Records shown –
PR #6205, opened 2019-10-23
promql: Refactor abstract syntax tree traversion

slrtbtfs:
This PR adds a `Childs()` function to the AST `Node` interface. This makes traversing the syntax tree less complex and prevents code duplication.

---

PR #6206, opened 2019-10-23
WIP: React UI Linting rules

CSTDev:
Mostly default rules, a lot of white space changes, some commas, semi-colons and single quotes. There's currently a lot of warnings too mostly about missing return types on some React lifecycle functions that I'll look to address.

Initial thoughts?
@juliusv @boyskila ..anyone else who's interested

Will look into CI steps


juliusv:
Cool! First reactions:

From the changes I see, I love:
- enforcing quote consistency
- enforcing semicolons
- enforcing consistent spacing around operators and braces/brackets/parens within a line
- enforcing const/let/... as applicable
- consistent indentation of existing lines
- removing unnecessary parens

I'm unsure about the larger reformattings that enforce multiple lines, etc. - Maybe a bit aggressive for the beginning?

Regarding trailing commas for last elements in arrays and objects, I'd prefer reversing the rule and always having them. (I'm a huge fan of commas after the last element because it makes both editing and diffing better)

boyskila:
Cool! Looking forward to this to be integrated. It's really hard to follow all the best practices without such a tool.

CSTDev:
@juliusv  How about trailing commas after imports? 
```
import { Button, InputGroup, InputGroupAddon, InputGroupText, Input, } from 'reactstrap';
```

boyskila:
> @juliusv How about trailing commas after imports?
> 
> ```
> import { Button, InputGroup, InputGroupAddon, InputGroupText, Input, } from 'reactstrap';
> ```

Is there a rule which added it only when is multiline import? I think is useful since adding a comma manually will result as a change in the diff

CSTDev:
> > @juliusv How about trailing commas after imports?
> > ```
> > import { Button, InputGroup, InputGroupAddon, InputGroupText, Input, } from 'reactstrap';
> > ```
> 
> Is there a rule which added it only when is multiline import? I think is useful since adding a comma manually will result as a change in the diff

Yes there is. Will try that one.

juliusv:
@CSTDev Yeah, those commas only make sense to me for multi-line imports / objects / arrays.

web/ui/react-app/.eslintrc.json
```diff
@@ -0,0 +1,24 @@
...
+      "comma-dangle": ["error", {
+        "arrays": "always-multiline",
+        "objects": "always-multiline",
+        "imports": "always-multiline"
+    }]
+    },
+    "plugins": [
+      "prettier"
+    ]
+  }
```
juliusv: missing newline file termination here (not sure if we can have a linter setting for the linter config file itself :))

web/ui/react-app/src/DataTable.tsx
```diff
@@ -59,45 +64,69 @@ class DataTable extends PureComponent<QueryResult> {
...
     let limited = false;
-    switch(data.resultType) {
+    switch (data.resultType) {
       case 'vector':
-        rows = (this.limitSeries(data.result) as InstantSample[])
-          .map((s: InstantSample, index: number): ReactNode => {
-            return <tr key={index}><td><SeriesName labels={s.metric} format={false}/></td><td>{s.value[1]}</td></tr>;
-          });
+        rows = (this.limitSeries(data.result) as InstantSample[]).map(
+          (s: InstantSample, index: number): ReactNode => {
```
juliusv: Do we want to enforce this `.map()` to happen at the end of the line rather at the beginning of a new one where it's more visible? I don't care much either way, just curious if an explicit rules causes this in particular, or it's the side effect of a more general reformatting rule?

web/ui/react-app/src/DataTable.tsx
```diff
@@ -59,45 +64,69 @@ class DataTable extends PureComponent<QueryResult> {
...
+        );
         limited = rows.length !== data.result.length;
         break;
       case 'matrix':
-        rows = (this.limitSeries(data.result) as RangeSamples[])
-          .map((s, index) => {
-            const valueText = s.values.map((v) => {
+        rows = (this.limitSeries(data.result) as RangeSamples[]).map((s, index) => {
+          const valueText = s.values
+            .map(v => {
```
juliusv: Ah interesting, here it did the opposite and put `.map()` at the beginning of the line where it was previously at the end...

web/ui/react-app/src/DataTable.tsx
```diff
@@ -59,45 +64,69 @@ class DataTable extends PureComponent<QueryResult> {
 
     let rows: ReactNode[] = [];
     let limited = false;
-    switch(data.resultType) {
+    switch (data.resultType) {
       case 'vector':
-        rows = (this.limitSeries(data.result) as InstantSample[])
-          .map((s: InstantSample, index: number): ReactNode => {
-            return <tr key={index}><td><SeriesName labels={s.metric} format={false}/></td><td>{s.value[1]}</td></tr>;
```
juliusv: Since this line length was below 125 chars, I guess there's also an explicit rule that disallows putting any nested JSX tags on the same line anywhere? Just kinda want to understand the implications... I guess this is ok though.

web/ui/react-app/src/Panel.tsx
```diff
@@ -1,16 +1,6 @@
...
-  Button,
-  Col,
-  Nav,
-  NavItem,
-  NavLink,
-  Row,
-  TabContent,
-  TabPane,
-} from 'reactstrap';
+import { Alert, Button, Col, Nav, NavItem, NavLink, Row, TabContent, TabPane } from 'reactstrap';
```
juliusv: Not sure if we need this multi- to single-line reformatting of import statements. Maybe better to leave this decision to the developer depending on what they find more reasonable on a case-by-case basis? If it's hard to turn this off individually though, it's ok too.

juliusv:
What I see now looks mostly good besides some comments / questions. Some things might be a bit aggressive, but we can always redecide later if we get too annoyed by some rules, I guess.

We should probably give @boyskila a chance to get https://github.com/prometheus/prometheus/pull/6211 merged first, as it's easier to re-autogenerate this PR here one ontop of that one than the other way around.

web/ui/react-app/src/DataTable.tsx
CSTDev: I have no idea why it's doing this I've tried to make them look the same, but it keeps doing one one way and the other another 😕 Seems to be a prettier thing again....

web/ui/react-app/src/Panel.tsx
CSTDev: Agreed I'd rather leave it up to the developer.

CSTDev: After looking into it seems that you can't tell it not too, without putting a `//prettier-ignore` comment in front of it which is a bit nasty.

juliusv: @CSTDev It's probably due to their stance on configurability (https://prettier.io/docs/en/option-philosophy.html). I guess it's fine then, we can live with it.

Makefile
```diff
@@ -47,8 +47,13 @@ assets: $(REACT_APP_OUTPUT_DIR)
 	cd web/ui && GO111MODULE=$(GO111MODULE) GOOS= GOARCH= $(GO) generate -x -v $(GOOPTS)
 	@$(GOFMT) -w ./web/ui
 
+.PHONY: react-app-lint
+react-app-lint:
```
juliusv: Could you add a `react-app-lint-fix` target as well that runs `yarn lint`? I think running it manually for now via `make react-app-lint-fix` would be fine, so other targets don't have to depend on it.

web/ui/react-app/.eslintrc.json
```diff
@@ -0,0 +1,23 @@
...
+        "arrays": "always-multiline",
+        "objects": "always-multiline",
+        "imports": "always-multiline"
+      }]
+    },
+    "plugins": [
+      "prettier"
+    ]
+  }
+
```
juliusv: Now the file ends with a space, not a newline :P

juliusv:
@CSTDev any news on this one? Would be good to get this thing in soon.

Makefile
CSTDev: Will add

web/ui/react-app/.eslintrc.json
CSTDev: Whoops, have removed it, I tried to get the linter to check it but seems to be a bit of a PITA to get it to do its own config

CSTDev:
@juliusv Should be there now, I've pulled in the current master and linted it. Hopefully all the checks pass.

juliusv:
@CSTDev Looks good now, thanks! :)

--

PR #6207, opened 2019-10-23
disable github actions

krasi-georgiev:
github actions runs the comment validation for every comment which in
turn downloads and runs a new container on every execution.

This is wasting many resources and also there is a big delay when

Assignment –
Copy out every line of the data that includes "space".

Answer to this task –
Mostly default rules, a lot of white space changes, some commas, semi-colons and single quotes. There's currently a lot of warnings too mostly about missing return types on some React lifecycle functions that I'll look to address.
juliusv: Now the file ends with a space, not a newline :P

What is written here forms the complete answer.